[Entries taken from a collection]
PR #2114, opened 2016-10-13
Add beresp.storage

fgsch:
This supersedes beresp.storage_hint but is kept around for backward
compatibility until the next major release.

### DIFF
--- a/bin/varnishd/cache/cache_vrt_var.c
+++ b/bin/varnishd/cache/cache_vrt_var.c
@@ -333,6 +333,7 @@ VRT_r_beresp_storage_hint(VRT_CTX)
 void
 VRT_l_beresp_storage_hint(VRT_CTX, const char *str, ...)
 {
+	const struct stevedore *stv;
 	va_list ap;
 	const char *b;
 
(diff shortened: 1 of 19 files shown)


bin/varnishd/cache/cache_vrt_var.c
```diff
@@ -347,6 +348,30 @@ VRT_l_beresp_storage_hint(VRT_CTX, const char *str, ...)
...
+}
+
+/*--------------------------------------------------------------------*/
+
+VCL_STEVEDORE
+VRT_r_beresp_storage(VRT_CTX)
+{
+	CHECK_OBJ_NOTNULL(ctx, VRT_CTX_MAGIC);
+	CHECK_OBJ_NOTNULL(ctx->bo, BUSYOBJ_MAGIC);
+	if (ctx->bo->storage != NULL)
```
bsdphk: Why the if-then ?  seems pointless...

fgsch: Indeed. WIll correct.

bsdphk:
I've commented on a seemingly pointless if/then in there.

I would also like if one of the testcases did a successful set to storage_hint, so we still exercise that code while we have it.

fgsch:
> I would also like if one of the testcases did a successful set to storage_hint, so we still exercise that code while we have it.

c00078.vtc sets storage_hint, for to an invalid value and then to a valid one.

bin/varnishd/cache/cache_vrt_var.c
fgsch: Done.

bsdphk:
OK

fgsch:
Merged.

hermunn:
Backport review: This will not be backported to 4.1 since it is very much in maintenance mode.

PR #2122, opened 2016-10-28
Master r01874

mbgrydeland:
This pull request adds a runtime parameter to control how much clock step we tolerate before panicking. Also changes the session timestamps checks to take this into account.

Ref: #1874


hermunn:
Backport review: Backported as c855794616fd2, 5ed4b4bee3e2f and 4f58bb832a65d.

PR #2124, opened 2016-11-01
WIP mcf auto-limiting by min/max

nigoroll:
Limit parameter values by the min/max
open questions:
* Do we want the "this parameter has been limited" warning andwhere?
* I am not particularly fond of the recursion cut off using the {{_LIMITING}} flag - any better ideas?

more todos:
* normalize min/max values not just when washing, but always (for those adjusted automatically)
* check for (more) races between interlocked params as in ee4ae94cb53a481afdc0222b7a17feec9155df37
* we leak a bit of memory every time we change a min/max - maybe just replace all compiled-in defaults once with strdups and free every time?

### DIFF
--- a/bin/varnishd/mgt/mgt_main.c
+++ b/bin/varnishd/mgt/mgt_main.c
@@ -443,12 +443,12 @@ init_params(struct cli *cli)
 #endif
 
 	low = sysconf(_SC_THREAD_STACK_MIN);
-	MCF_ParamConf(MCF_MINIMUM, "thread_pool_stack", "%jd", (intmax_t)low);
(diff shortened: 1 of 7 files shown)


nigoroll:
Oh and additional question: is `__match_proto__()` correct?

nigoroll:
brief summary of irc discussion
@bsdphk:
> I think I can say definitively that I don't want to add more "DWIM magic", and if anything, maybe even simplify what is there today.

nigoroll:
I've cherry-picked two minor cleanup commits from this PR, but otherwise will close it until getting back to it.
There is no important TODO currently, this work was motivated by @bsdphk asking if we should auto-limit, so now, for the time being, the answer is now

hermunn:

● Task requirements: Looking at the records above, return exactly the lines from the line with "bsdphk: Why the" to the line with "free every time?", both ends included.

● Written answer:
bsdphk: Why the if-then ?  seems pointless...

fgsch: Indeed. WIll correct.

bsdphk:
I've commented on a seemingly pointless if/then in there.

I would also like if one of the testcases did a successful set to storage_hint, so we still exercise that code while we have it.

fgsch:
> I would also like if one of the testcases did a successful set to storage_hint, so we still exercise that code while we have it.

c00078.vtc sets storage_hint, for to an invalid value and then to a valid one.

bin/varnishd/cache/cache_vrt_var.c
fgsch: Done.

bsdphk:
OK

fgsch:
Merged.

hermunn:
Backport review: This will not be backported to 4.1 since it is very much in maintenance mode.

PR #2122, opened 2016-10-28
Master r01874

mbgrydeland:
This pull request adds a runtime parameter to control how much clock step we tolerate before panicking. Also changes the session timestamps checks to take this into account.

Ref: #1874


hermunn:
Backport review: Backported as c855794616fd2, 5ed4b4bee3e2f and 4f58bb832a65d.

PR #2124, opened 2016-11-01
WIP mcf auto-limiting by min/max

nigoroll:
Limit parameter values by the min/max
open questions:
* Do we want the "this parameter has been limited" warning andwhere?
* I am not particularly fond of the recursion cut off using the {{_LIMITING}} flag - any better ideas?

more todos:
* normalize min/max values not just when washing, but always (for those adjusted automatically)
* check for (more) races between interlocked params as in ee4ae94cb53a481afdc0222b7a17feec9155df37
* we leak a bit of memory every time we change a min/max - maybe just replace all compiled-in defaults once with strdups and free every time?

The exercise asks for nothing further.